An autonomy-aware Claude harness with cross-session memory, skills, a
streaming dashboard, and an MCP server. Built across a 7-lab series; see
[`LABS/`](LABS/) and [`DEEP-DIVES/`](DEEP-DIVES/).

## Layout

```
autonomy-lab/        # Canonical harness (sync CLI loop)
  autonomy_harness.py    # Budget, CacheMetrics, @tool registry, memory,
                         # compaction, sub-agents, skills, ~1600 lines
  memory_backend.py      # FilesystemBackend + SqliteBackend
  skill_loader.py        # Two-tier cascade + path-safe Read
  consolidation.py       # End-of-session Haiku consolidation pass
  mcp_server.py          # MCP stdio server exposing the registry
  skills/                # Skill cascade (3 starter skills)
  tests/                 # pytest suite (offline + API-gated)

ai-harness/          # Streaming dashboard (FastAPI + React)
  backend/agent.py       # 190-line streaming wrapper around autonomy_harness
  backend/main.py        # FastAPI app: auth, rate-limit, CORS, /api/*
  frontend/              # Vite + React + Tailwind v4 + shadcn

.github/workflows/   # CI: pytest + tsc + backend-import on every PR
```

## Use it

```bash
# CLI single-shot (full machinery, no streaming)
cd autonomy-lab
uv run python autonomy_harness.py "Your goal here"

# Dashboard with streaming UI
cd ai-harness && ./dev.sh   # backend :8000, frontend :5173

# MCP server (Claude Code, Cursor, ...)
# In your client's MCP config:
#   "autonomy-harness": {
#     "command": "uv",
#     "args": ["run", "--directory",
#              "/abs/path/to/autonomy-lab",
#              "python", "mcp_server.py"]
#   }
```

## Deploy the dashboard

```bash
cd deploy
cp .env.example .env   # set ANTHROPIC_API_KEY and DASHBOARD_TOKEN
docker compose up --build
# http://localhost:8080
```

See [`deploy/README.md`](deploy/README.md) for the three modes:
local laptop (HTTP), Mac mini + Tailscale (HTTP over private mesh), or
public domain (HTTPS via Let's Encrypt).
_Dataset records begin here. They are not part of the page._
PR #587, opened 2022-03-30
Use regular properties instead of @property@classmethod for type rela…

thijs-obj:
Small change in the Series class: Instead of using `@property` and `@classmethod` as decorators on `dtype_aliases`, `supported_db_dtype`, and `supported_value_types` just define them as class level properties.

Reasons:
1. This is in line with how we already define `Series.dtype`
2. This makes things a bit simpler for the future and easier for `mypy`. Some `cast()` and `type: ignore` could be removed because of this

This should not change any behaviour. No tests were changed.


KathiaBarahona (approved):
nice!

Memory + replay state persist in
`deploy/data/`.

Dev mode (no `DASHBOARD_TOKEN`) auto-disables auth.

## Web tools

`web_search` and `web_fetch` are wired as Anthropic server-side tools (zero
local impl, real-time index, billed per call). On by default; disable with
`WEB_TOOLS_ENABLED=0` before running the CLI or the dashboard backend.

## Tests

```bash
cd autonomy-lab && uv run pytest -v
```

CI runs the offline subset (38 tests, ~2s) on every PR. API-using tests
(`test_skill_triggers`, `test_context_rot`, `test_claude_picks_right_tool`)
self-skip without `ANTHROPIC_API_KEY`.